PROJECT TEAM
Mari Kleist, BA, MA, PhD
Post-Doctoral Research Associate
Worked on ‘The search for the origins of the Inuit and Ultima Thule’
Mari gained her BA (2007) Cultural and Social History at the Ilisimatusarfik (University of Greenland), her MA (2009) Archaeology at the Memorial University of Newfoundland, Canada, and her PhD (2013) Prehistoric Archaeology at the University of Copenhagen, Denmark. Her research primarily focuses on the pre-Inuit (Dorset) and early Inuit cultures across the eastern Arctic and Sub-Arctic. More generally, she is interested in understanding past human behaviours and cultural practices across time and space, and the role that material culture plays in social life.
Since the completion of her PhD, Mari has worked in different capacities in higher education, government, and as an independent researcher. She has taught undergraduates about the prehistory of Greenland and Arctic archaeology at the Ilisimatusarfik, and continues to work there as an external examiner.
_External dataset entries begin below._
Issue #612, opened 2018-10-01
gitlab keeps fetching projects forever


Valodim:
Using this config:

```
[gitlab_valodim]
service = gitlab
gitlab.login = Valodim
gitlab.token = TOKEN
gitlab.host = gitlab.com
gitlab.include_repos = nonpublic/internal

gitlab.only_if_assigned = True
gitlab.include_todos = True
```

Her interest in the impacts of colonialism on indigenous societies derives from her own Greenlandic cultural background, and for over two years (2014-2016), she worked as the Head of Secretariat for the Greenland Reconciliation Commission at the Premier’s Office.
Mari also has extensive interests in education. Prior to beginning her archaeological studies, Mari received a certified primary and secondary teaching degree from Ilinniarfissuaq, Greenland (2002), a four-year programme involving a year at the University of Hedmark, Elverum, Norway. For nearly six years, she taught at Ukaliusaq— one of the public schools in Nuuk, Greenland.
Mari returned to Brussels for personal reasons in February 2019.